Tommaso Silvestri

Personal information
- Date of birth: 26 October 1991 (age 34)
- Place of birth: Dolo, Italy
- Height: 1.85 m (6 ft 1 in)
- Position: Defender

Team information
- Current team: Pergolettese
- Number: 5

Youth career
- Juventus

Senior career*
- Years: Team / Apps / (Gls)
- 2010–2011: Juventus / 0 / (0)
- 2010–2011: → Viareggio (loan) / 4 / (0)
- 2011–2013: Casale / 39 / (2)
- 2013–2017: SPAL / 73 / (3)
- 2017–2018: Trapani / 28 / (6)
- 2018–2021: Catania / 92 / (3)
- 2021–2023: Modena / 52 / (2)
- 2023–2025: Catania / 12 / (0)
- 2025: → Triestina (loan) / 12 / (1)
- 2025–2026: Triestina / 22 / (1)
- 2026–: Pergolettese / 0 / (0)

= Tommaso Silvestri =

Italian footballer

Tommaso Silvestri (born 26 October 1991) is an Italian professional footballer who plays as a defender for club Pergolettese.

==Career==
Born in Dolo, in the Province of Venice, Veneto, Silvestri was a player of Juventus youth team.
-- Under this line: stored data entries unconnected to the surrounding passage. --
PR #780, opened 2022-02-21
aliases and deprecations for dataframe methods

### LINKED ISSUE #779: Conventions for naming dataframe methods
Is there some hidden logic to how we are naming the dataframe methods? 

Why do some methods have `To`, while others have `As` in their names?

``` r
library(ospsuite)

grep(
  "dataframe",
  getNamespaceExports("ospsuite"),
  ignore.case = TRUE,
  value = TRUE
)
#> [1] "dataSetToDataFrame"           "pkAnalysesAsDataFrame"       
#> [3] "simulationResultsToDataFrame" "populationAsDataFrame"
```

<sup>Created on 2022-02-21 by the [reprex package](https://reprex.tidyverse.org) (v2.0.1.9000)</sup>

IndrajeetPatil:
closes #779


R/zzz_deprecated.R
```diff
@@ -0,0 +1,26 @@
...
+#' @rdname ospsuite_deprecated
+#' @export
+pkAnalysesAsDataFrame <- function(...) {
+  .Deprecated("pkAnalysesAsDataFrame")
+  pkAnalysesToDataFrame(...)
+}
+
+#' @rdname ospsuite_deprecated
+#' @export
+populationAsDataFrame <- function(...) {
```
msevestre, line 23: Oh that's awesome. It's using the details from the comments at the top of the file?

msevestre (approved):

R/zzz_deprecated.R
IndrajeetPatil: Yes, and the docs just redirect the user to the docs for the primary function.

So:
- if someone uses `populationAsDataFrame(...)`, it will work but will issue a deprecation warning
- if someone searches for `?populationAsDataFrame`, it will take them to `ospsuite_depcreated` docs that detail which function they should instead be using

On 31 August 2010 Silvestri was signed by Viareggio in temporary deal. The Tuscan team also signed Luca Castiglia, Nicola Cosentini, Alessandro D'Antoni, Giorgio Merlano and Carlo Pinsoglio from the Turin based club.

In July 2011 Silvestri was signed by Casale in co-ownership deal. In June 2012 Juventus gave up the remain 50% registration rights of Silvestri to Casale. The Piedmontese club relegated from Lega Pro Seconda Divisione in 2013. In the same year he joined SPAL. The club qualified to 2014–15 Serie C as the 6th of Group A of 2013–14 Lega Pro Seconda Divisione.

On 10 July 2018, he signed a three-year contract with Catania.

On 21 July 2021, Silvestri signed a three-year contract with Modena.